Observe this output on your oscilloscope, and by covering and uncovering the photodiode, verify that the output voltage qualitatively depends on the light level.

• You may notice electrical mains (50/60Hz) noise.

Testing linearity

Place the photodiode and LED so they are point towards each other and are \(\sim 1\,\mathrm{mm}\) apart.

Apply a 100 Hz, 1Vpp, 1ms wide Pulse bias voltage to \(V_{set}\) and observe whether the photodiode is detecting the LED light.

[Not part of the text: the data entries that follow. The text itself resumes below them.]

Issue #7399, opened 2023-01-24
[Bug confirmed] Input freezes on games with certain key combinations (when "hide_cursor when-typing enable" is present)


Zeioth:
### Please fill out the following:
- **Sway Version:** Tested from 1.7.6 to 1.8.3

-  **Debug Log:**
[LOG.](https://pastebin.com/raw/yxRWuw8Y)

- **Configuration File:**

```
seat * hide_cursor 899000
seat * hide_cursor when-typing enable
bindsym --to-code Mod4+d exec wofi -p run
xwayland enable
```

- **Description:**
  - When certain inputs are introduced, mouse freezes (only in games, not on desktop).
  - Started like a month ago.
  - The bug doesn't appear in Hyprland or any other DE, only sway.

- **How to reproduce**
  - Open Apex/Quake, or any other FPS game.
  - While you move from left to right, click your mouse and drag.
  - The camera will freeze until click is released.

Apologies for being too vague, but this is such an obscure bug that I'm not sure how to start debugging it. Only thing I'm sure is it's only present on sway. [I recorded a video commenting the issue](https://www.youtube.com/watch?v=7W8581YQqqs).

Zeioth:
log added. Possible xwayland issue

    [xwayland/xwm.c:837] unhandled X11 property 404 (_NET_WM_BYPASS_COMPOSITOR) for window 37748737

Reverting xwayland version and testing.

Zeioth:
Reverted xwayland version and restarted sway. Bug still present.

Zeioth:
Running sway with this config solves the issue.

    bindsym --to-code Mod4+d exec wofi -p run
    xwayland enable

Looling for the line causing the issue on my original config.

Zeioth:
Got it. I'm able to reproduce 100% of the time. This line is the culprit:

    seat * hide_cursor 899000
    seat * hide_cursor when-typing enable

Specifically, the second line.

Very likely there is something [in this commit](https://github.com/swaywm/sway/commit/96578aa91e9856bfb3e2d26fb7a625ff7c9b79e3) that is doing things that it should not.

bl4ckb0ne:
It doesnt really feel like a bug, more like "by design". What maybe sway could not hide the cursor when a specific application is focused? Otherwise you should just disable this during your gaming sessions.

Zeioth:
[...]

PR #7574, opened 2023-05-07
hide_cursor when-typing: do not hide cursor when buttons are pressed

### LINKED ISSUE #7383: hide_cursor while-typing interrupts drag operations
As mentioned in #7382.

- **Sway Version:** 1.8
- **Debug Log:** unsure if relevant?

- **Configuration File:** `seat * hide_cursor while-typing enable`

- **Description:**
  - Set the option above
  - Hold mouse button down, start dragging
  - Press any key on the keyboard
  - Notice that the ongoing drag operation was interrupted

#4424 fixed this for timeout-based hiding, but apparently not for while-typing. Might be the root cause of #6297.

Fiirgen:
This was already done for timeout based hiding in #4424.
Now the `hide_cursor when-typing enabled` setting will also not hide the cursor unless all buttons are released.

This fixes #7383, #6297, #7399.

I'm not sure if doing that check every time a key is pressed is the best way though.

### DIFF
--- a/sway/input/cursor.c
+++ b/sway/input/cursor.c
@@ -225,7 +225,10 @@ void cursor_notify_key_press(struct sway_cursor *cursor) {
 	}
 
 	if (cursor->hide_when_typing == HIDE_WHEN_TYPING_ENABLE) {
-		cursor_hide(cursor);
+		if (cursor->pressed_button_count == 0) {
+			// Do not hide cursor unless all buttons are released
+			cursor_hide(cursor);
+		}
 	}
 }
 


ajulien-fr:
Hi,
Is there a reason why this hasn't been merged yet ?
As stated in the first comment, this would make the behavior more consistent with timeout based hiding and fix several bugs.
It's also only one line of additional code.
Thanks

ajulien-fr:
@ddevault,
I see you're the one who merged this change for timeout based hiding. Could you please do the same for this pull request ?
Thanks.

PR #7580, opened 2023-05-09
Fix wlr_render_pass regressions

kennylevinsen:
Two regression fixes:

1. Apply clip properly without affecting the projection matrix
2. Clear using the proper dimensions when scaling is in use

Seems to do the trick locally.

### DIFF
--- a/sway/desktop/render.c
+++ b/sway/desktop/render.c
@@ -1027,7 +1027,7 @@ void output_render(struct render_context *ctx) {
 
 	if (debug.damage == DAMAGE_HIGHLIGHT) {
 		wlr_render_pass_add_rect(ctx->pass, &(struct wlr_render_rect_options){
-			.box = { .width = output->width, .height = output->height },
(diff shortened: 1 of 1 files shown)


emersion:
"render: Apply clip to rendered texture correctly" LGTM!

emersion:
Setting scale=1.5 and transform=90, then killing `swaybg`, reveals that using `wlr_output.{width,height}` is the right thing to do. With `wlr_output_transformed_resolution()`, then the cleared rect is invalid:

screenshot

kennylevinsen:
> Setting scale=1.5 and transform=90, then killing swaybg, reveals that using wlr_output.{width,height} is the right thing to do. With wlr_output_transformed_resolution(), then the cleared rect is invalid:

Updated to just change from `sway_output->{width, height}` to `wlr_output->{width, height}`

emersion (approved):
Thank you so much! I couldn't wrap my head around this bug.

PR #7585, opened 2023-05-13
Make the login manager set XDG_CURRENT_DESKTOP

t2b3:
According to the FreeDesktop specification at
<https://specifications.freedesktop.org/desktop-entry-spec/desktop-entry-spec-latest.html>, DesktopNames signals to the login manager what XDG_CURRENT_DESKTOP shall be set to.

This commit has been successfully tested with GDM.

### DIFF
--- a/sway.desktop
+++ b/sway.desktop
@@ -3,3 +3,4 @@ Name=Sway
 Comment=An i3-compatible Wayland compositor
 Exec=sway
 Type=Application
+DesktopNames=sway


rpigott:
Might as well I guess.

I don't think "sway" is the right value though. The desktop entry spec lets XDG_CURRENT_DESKTOP be a list of descriptive strings. I reckon it should at least be "sway:wlroots" or similar — ideally there are any number of compositors and we don't want projects like xdg-desktop-portal-wlr to have to list them all to appease the selection logic in xdg-desktop-portal.

emersion:
In the past we've rejected this

kennylevinsen:
Many of our initial concerns - e.g. user portal choice - should go away with the newer, unreleased, portal configuration system though.

PR #7587, opened 2023-05-13
Add support for layer-shell on_demand keyboard interactivity

ErikReider:
Supersedes #5974 

Tested (from original PR) with gtk-layer-demo:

• A pulse signal is usually defined as a square wave that does not cross zero volts. The DSOX1204G Wave Generator is a a little idiosyncratic and requires some not obvious settings:
  • In the Wavegen window, select:
    • Select Type: Pulse
    • Confirm (or set): Frequency: 100.0Hz, High Level 1.00Vpp, Low Level 0Vpp, Offset: 0V, Width: 1ms
  • Observe the pulses on your scope and confirm the bottom of the pulses is at 0 volts and the top of pulse is at 1V.
• Adjust the trimpot to see a nice signal.
• If the photodiode output is much bigger than the WaveGen input, you may want to to reduce it by pointing the LED and photodiode away from each other. This will help with the bandwidth measurement later.
• Be sure to check that the signal goes away if a strip of black paper is inserted between the LED and the photodiode. If the signal does not go away, the signal is due to electronic cross-talk between your LED and Photodiode circuits, not light transmission between them.
  • To get the cleanest signal, it is best to block or turn off any ambient light.
• Note: If the voltage divider did not have such high resistance, we’d have to think about whether the AC signal leaking into the op amp VDC power could be a problem.

Note: Falstad cannot simulate a photodiode, but if desired the LED flasher circuit can be simulated.

Light Communication

Instead of driving the LED with with WaveGen, use the output from Arduino digital pin 8 instead. Load DigitalOutputPrimes.ino into your arduino and run. It sends sequences of pulses corresponding to the first 5 prime numbers, pauses, then repeats. It should work without modification.

• Sequences of prime numbers are favourite SETI search signals.